BEGIN

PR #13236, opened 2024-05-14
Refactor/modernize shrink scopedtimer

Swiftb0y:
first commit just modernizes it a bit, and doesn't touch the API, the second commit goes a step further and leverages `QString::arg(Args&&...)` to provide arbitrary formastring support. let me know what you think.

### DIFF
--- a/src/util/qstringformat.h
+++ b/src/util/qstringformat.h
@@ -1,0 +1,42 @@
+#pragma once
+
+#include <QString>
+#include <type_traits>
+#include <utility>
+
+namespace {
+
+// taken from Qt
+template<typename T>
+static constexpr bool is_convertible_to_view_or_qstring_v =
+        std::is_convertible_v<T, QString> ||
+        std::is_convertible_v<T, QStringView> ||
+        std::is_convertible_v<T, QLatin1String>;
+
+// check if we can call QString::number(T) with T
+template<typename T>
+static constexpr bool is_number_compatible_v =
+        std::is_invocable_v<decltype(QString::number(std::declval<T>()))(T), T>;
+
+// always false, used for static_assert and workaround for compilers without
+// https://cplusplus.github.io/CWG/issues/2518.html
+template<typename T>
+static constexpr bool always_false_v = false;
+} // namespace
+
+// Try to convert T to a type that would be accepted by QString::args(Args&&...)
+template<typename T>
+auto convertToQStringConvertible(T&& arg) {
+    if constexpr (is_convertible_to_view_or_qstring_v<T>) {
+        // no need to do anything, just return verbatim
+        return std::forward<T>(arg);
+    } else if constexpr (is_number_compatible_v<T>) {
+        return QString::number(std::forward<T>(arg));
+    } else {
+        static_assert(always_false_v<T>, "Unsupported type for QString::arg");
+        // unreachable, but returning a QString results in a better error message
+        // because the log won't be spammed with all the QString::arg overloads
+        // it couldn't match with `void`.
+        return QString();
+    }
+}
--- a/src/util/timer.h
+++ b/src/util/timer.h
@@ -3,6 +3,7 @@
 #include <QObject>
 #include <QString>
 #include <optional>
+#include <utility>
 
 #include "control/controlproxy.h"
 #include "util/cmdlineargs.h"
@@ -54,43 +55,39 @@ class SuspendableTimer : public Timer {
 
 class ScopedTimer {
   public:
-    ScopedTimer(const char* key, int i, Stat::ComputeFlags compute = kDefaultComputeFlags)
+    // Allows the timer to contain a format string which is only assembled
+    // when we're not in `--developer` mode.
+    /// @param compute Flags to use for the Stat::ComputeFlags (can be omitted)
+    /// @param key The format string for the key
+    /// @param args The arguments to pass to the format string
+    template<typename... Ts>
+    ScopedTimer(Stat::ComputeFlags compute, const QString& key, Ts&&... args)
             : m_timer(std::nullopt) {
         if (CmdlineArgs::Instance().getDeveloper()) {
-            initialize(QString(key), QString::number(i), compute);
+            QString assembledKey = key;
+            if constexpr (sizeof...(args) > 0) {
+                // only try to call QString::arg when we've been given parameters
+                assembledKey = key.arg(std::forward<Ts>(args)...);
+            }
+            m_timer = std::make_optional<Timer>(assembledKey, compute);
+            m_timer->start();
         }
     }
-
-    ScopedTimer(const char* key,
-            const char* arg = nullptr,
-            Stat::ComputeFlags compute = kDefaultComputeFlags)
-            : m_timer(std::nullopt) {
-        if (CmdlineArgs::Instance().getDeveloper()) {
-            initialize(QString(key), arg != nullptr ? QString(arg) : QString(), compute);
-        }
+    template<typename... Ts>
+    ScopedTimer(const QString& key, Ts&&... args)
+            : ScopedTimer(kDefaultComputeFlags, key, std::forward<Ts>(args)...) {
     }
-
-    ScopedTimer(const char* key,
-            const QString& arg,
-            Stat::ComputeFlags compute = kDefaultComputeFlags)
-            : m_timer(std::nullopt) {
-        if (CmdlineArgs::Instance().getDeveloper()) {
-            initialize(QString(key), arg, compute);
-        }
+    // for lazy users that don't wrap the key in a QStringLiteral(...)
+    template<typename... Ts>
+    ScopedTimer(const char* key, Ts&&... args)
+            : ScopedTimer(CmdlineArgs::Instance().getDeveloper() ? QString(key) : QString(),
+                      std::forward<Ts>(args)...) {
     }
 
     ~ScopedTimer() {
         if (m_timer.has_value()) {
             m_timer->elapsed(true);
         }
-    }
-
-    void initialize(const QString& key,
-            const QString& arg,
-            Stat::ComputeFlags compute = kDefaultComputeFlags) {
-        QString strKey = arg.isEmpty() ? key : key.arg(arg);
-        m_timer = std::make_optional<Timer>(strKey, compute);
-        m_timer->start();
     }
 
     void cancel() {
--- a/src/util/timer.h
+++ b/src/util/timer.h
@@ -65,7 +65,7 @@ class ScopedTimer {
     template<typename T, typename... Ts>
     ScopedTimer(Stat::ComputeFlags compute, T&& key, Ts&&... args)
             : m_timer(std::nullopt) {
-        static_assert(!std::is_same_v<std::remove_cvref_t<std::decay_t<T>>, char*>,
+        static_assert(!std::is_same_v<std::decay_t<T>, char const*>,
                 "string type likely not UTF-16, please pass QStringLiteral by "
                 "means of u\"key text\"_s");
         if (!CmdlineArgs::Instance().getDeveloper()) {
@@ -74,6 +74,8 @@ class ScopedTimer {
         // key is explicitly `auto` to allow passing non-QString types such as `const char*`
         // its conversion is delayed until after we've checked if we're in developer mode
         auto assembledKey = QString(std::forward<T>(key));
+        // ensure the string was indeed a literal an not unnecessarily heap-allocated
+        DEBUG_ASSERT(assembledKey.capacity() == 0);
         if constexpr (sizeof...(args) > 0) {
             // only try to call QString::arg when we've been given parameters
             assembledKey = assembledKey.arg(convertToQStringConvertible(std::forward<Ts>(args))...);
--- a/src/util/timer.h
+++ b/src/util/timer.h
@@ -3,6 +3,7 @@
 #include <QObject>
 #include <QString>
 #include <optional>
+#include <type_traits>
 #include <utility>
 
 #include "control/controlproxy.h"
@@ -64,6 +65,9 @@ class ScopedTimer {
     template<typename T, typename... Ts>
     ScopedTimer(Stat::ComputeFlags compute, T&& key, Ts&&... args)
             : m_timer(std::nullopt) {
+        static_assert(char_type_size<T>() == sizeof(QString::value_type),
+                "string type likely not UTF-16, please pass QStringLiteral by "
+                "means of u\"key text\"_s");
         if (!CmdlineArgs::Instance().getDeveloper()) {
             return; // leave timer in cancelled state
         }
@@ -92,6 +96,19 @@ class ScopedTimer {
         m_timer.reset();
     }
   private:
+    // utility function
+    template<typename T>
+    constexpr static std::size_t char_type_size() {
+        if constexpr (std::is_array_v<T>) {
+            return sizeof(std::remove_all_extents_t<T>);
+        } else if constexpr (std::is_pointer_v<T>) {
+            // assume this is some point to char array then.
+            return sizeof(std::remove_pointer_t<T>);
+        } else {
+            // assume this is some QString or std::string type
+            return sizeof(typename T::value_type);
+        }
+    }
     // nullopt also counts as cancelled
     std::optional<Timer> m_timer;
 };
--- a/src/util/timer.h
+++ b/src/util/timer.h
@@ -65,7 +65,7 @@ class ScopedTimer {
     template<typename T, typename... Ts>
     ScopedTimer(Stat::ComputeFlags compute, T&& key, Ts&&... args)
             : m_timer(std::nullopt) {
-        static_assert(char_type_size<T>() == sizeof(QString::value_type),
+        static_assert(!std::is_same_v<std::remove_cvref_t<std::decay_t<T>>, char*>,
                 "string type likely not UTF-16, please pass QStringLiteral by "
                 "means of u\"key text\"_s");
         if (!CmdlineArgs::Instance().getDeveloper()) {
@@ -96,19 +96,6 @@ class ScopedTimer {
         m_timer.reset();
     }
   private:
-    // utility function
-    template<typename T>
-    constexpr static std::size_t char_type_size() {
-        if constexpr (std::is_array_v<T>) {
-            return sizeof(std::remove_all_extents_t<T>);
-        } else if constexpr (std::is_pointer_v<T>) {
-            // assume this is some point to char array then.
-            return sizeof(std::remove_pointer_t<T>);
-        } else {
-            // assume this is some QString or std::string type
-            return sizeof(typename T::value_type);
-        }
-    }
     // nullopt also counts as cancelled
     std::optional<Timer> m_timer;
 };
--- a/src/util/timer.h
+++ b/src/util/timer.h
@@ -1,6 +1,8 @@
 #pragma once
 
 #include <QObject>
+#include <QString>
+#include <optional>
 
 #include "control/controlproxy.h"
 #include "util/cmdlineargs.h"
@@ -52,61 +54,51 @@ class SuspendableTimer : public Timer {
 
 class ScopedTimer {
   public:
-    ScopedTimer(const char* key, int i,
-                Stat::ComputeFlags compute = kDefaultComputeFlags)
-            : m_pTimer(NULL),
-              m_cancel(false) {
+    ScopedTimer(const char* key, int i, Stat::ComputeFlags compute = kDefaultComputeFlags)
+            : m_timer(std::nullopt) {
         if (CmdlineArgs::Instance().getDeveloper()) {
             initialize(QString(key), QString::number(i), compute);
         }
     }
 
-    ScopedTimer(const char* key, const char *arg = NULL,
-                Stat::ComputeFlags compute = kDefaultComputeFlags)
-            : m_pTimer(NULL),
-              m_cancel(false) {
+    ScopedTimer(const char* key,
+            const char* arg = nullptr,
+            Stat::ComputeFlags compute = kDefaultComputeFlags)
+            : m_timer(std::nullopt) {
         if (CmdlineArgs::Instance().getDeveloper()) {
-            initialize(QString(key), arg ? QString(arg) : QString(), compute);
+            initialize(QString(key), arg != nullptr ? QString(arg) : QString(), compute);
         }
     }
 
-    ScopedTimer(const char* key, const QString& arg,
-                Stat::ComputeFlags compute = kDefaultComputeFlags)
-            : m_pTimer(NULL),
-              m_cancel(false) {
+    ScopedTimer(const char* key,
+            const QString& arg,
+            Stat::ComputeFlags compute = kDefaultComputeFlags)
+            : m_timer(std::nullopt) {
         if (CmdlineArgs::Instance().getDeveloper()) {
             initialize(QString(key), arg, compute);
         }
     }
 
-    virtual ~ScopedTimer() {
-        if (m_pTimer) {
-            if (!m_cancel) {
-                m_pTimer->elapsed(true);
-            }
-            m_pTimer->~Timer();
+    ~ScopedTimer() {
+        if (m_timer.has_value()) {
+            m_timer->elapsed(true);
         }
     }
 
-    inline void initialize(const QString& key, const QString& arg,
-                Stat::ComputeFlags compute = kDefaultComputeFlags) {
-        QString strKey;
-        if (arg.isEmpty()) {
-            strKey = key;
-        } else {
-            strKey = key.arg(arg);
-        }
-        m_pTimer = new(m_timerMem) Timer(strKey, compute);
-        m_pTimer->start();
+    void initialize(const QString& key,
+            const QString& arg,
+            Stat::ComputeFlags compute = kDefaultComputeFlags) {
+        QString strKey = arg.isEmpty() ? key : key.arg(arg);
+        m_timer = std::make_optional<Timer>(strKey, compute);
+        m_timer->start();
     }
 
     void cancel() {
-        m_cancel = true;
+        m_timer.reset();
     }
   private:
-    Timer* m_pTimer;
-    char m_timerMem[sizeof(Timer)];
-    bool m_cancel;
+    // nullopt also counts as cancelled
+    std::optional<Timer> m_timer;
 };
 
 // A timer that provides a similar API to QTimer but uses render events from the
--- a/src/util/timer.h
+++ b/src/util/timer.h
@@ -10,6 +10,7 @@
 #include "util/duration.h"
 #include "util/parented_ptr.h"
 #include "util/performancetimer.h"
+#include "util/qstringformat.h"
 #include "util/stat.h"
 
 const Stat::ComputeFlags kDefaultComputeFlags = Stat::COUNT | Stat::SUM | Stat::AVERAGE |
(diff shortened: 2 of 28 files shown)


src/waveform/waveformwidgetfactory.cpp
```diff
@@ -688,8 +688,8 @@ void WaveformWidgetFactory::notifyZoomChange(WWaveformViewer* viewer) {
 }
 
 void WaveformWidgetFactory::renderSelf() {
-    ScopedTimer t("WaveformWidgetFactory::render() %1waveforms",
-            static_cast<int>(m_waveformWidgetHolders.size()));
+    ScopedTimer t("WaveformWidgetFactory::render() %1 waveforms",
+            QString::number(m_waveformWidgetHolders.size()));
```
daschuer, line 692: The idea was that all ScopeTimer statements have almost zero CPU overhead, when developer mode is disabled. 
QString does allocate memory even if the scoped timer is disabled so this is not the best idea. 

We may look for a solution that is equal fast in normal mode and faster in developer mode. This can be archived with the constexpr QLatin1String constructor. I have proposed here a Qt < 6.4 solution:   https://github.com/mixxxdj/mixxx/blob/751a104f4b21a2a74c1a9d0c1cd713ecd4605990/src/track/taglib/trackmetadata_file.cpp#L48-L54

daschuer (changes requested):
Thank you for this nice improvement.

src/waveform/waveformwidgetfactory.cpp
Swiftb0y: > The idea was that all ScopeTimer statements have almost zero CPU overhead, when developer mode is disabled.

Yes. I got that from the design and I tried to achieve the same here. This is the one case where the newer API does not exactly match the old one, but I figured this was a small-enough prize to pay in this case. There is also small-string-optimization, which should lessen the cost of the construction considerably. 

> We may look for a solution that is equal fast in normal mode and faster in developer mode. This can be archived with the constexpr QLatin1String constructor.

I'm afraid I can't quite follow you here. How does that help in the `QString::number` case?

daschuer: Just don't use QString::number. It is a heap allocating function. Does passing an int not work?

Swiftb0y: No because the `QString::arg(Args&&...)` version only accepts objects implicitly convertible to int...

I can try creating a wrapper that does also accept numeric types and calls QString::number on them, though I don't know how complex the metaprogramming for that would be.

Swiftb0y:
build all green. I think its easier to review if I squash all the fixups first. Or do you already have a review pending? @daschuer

END

Work to complete:
Copy out all lines of the listing above that include "sizeof".

Answer to the problem:
+            if constexpr (sizeof...(args) > 0) {
         if constexpr (sizeof...(args) > 0) {
+        static_assert(char_type_size<T>() == sizeof(QString::value_type),
+            return sizeof(std::remove_all_extents_t<T>);
+            return sizeof(std::remove_pointer_t<T>);
+            return sizeof(typename T::value_type);
-        static_assert(char_type_size<T>() == sizeof(QString::value_type),
-            return sizeof(std::remove_all_extents_t<T>);
-            return sizeof(std::remove_pointer_t<T>);
-            return sizeof(typename T::value_type);
-    char m_timerMem[sizeof(Timer)];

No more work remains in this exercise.